Work instructions. Find each line below where the word "images" occurs, and copy it.

Data to use.
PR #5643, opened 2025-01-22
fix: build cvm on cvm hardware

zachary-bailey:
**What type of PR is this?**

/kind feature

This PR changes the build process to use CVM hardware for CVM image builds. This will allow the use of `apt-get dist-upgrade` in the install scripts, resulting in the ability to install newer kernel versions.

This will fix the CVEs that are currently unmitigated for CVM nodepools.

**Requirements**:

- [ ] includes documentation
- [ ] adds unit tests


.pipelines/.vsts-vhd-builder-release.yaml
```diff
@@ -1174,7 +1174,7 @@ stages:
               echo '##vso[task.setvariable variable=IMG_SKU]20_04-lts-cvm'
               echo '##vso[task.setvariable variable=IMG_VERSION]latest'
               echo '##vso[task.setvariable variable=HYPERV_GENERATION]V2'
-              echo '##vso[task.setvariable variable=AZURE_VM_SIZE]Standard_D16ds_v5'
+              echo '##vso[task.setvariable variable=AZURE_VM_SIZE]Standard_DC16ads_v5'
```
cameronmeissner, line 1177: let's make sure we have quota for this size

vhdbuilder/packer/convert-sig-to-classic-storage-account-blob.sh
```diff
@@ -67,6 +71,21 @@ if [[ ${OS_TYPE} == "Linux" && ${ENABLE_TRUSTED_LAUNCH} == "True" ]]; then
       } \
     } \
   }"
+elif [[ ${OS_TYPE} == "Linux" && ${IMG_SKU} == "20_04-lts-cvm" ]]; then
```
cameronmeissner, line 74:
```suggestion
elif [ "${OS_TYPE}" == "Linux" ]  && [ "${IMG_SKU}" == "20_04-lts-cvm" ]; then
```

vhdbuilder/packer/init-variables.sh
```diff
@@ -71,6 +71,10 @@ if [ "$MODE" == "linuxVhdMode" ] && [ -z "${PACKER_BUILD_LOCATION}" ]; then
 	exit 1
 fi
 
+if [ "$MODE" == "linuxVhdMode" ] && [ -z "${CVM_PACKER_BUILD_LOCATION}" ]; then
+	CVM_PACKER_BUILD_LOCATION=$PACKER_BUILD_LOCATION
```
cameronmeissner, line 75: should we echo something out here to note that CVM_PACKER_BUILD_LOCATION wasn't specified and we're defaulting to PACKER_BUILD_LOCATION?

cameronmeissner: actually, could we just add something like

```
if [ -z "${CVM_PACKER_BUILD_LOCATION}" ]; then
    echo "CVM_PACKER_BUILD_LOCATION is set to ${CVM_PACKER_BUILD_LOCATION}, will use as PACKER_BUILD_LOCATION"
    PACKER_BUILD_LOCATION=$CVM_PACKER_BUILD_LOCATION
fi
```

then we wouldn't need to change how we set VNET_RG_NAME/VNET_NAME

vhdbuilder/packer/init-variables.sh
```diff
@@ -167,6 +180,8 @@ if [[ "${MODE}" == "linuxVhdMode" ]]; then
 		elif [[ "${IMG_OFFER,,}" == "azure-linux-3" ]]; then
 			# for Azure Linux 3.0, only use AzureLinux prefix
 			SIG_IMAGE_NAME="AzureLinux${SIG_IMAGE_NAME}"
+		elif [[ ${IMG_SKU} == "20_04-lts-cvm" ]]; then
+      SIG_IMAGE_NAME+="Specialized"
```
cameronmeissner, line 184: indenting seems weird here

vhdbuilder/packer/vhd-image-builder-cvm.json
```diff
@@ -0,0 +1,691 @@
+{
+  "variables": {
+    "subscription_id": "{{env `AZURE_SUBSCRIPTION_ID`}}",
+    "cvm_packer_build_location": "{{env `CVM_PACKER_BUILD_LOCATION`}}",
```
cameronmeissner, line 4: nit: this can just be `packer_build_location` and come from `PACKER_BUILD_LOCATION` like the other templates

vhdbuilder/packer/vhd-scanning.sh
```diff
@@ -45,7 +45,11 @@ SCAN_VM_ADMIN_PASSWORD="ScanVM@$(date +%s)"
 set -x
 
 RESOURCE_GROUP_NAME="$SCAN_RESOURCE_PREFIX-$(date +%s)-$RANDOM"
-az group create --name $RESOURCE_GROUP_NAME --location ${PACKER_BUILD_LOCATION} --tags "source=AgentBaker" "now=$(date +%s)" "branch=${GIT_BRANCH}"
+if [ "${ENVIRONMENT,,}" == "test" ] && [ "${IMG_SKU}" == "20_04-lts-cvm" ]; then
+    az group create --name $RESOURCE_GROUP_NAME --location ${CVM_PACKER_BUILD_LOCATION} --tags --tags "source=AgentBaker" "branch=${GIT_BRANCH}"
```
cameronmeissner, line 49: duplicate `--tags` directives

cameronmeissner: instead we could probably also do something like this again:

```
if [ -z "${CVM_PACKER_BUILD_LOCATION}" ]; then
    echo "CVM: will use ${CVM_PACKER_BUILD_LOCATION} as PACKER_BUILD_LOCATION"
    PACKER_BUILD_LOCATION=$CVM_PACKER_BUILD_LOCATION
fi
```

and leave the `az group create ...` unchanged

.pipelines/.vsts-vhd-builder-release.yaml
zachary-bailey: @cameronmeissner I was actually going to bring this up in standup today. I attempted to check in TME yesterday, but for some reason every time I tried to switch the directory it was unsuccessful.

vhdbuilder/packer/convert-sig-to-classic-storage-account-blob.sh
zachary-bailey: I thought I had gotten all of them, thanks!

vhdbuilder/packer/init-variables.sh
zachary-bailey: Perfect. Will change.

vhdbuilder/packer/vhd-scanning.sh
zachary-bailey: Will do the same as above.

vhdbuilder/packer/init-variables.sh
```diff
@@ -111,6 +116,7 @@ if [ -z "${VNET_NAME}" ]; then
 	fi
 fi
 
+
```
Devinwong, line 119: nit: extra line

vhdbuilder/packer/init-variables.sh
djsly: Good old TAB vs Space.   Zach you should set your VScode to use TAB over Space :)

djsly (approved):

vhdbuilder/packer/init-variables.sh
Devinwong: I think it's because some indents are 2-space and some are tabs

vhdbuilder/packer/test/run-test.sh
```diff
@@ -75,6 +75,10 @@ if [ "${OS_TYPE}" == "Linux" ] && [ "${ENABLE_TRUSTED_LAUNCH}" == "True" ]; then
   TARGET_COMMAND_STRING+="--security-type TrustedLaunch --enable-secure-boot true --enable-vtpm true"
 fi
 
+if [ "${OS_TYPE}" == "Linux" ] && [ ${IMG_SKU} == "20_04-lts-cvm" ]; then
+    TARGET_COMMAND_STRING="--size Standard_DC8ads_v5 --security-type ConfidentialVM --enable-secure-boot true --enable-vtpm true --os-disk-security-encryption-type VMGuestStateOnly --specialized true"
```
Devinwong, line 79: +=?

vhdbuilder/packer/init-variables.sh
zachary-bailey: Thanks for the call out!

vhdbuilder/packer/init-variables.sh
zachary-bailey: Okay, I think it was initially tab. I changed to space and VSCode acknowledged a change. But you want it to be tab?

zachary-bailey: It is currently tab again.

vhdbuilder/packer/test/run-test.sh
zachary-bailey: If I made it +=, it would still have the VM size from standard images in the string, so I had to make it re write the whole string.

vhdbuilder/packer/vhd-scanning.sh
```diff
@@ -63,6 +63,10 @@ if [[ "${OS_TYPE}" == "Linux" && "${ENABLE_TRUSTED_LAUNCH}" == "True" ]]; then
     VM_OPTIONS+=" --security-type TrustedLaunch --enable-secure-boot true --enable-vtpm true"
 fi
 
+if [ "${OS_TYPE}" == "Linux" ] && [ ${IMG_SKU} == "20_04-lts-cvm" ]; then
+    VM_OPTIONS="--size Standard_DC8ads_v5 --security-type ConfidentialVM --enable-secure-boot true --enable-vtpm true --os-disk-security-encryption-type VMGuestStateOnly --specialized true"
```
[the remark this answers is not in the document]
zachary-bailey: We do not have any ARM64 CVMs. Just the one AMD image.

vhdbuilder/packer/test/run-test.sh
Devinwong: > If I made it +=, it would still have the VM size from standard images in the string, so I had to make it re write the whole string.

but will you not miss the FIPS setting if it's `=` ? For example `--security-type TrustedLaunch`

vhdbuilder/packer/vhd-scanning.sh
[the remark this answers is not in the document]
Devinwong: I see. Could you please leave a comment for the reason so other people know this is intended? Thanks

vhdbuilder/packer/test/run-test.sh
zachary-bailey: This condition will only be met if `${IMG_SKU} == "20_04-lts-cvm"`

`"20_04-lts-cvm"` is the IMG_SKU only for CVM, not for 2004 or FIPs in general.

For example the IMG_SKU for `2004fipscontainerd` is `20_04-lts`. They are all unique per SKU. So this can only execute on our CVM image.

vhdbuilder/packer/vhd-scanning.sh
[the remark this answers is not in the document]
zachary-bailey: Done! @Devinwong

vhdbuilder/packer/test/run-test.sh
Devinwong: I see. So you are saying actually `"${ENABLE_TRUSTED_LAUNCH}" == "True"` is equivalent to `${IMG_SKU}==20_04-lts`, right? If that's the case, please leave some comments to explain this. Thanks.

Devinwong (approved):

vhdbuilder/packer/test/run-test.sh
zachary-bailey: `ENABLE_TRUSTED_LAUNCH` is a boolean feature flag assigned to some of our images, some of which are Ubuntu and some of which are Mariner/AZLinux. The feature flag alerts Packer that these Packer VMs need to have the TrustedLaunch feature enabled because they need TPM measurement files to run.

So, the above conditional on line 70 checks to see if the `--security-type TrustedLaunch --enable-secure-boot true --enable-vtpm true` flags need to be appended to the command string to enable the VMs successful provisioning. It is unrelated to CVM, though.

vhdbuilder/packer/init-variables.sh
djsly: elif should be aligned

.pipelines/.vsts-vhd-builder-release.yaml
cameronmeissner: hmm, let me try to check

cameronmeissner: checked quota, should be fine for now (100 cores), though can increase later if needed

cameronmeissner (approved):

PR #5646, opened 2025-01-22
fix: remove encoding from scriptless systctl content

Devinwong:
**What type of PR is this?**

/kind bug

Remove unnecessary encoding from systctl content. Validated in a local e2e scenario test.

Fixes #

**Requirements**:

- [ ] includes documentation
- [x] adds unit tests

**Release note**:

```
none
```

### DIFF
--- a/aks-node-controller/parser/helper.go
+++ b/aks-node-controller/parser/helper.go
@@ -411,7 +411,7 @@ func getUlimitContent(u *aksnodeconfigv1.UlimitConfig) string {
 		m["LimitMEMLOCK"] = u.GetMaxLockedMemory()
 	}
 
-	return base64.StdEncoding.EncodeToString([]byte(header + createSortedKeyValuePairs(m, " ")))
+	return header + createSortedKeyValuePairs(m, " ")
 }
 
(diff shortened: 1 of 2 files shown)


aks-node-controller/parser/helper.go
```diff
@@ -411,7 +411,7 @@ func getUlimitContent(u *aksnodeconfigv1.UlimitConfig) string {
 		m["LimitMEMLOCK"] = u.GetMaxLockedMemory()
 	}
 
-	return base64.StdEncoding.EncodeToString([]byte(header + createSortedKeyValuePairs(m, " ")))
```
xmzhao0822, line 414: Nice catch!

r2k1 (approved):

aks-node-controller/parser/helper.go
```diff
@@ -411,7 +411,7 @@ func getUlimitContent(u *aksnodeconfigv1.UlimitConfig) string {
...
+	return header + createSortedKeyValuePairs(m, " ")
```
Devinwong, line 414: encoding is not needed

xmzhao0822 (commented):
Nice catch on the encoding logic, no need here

Expected answer.
zachary-bailey: If I made it +=, it would still have the VM size from standard images in the string, so I had to make it re write the whole string.
Devinwong: > If I made it +=, it would still have the VM size from standard images in the string, so I had to make it re write the whole string.
zachary-bailey: `ENABLE_TRUSTED_LAUNCH` is a boolean feature flag assigned to some of our images, some of which are Ubuntu and some of which are Mariner/AZLinux. The feature flag alerts Packer that these Packer VMs need to have the TrustedLaunch feature enabled because they need TPM measurement files to run.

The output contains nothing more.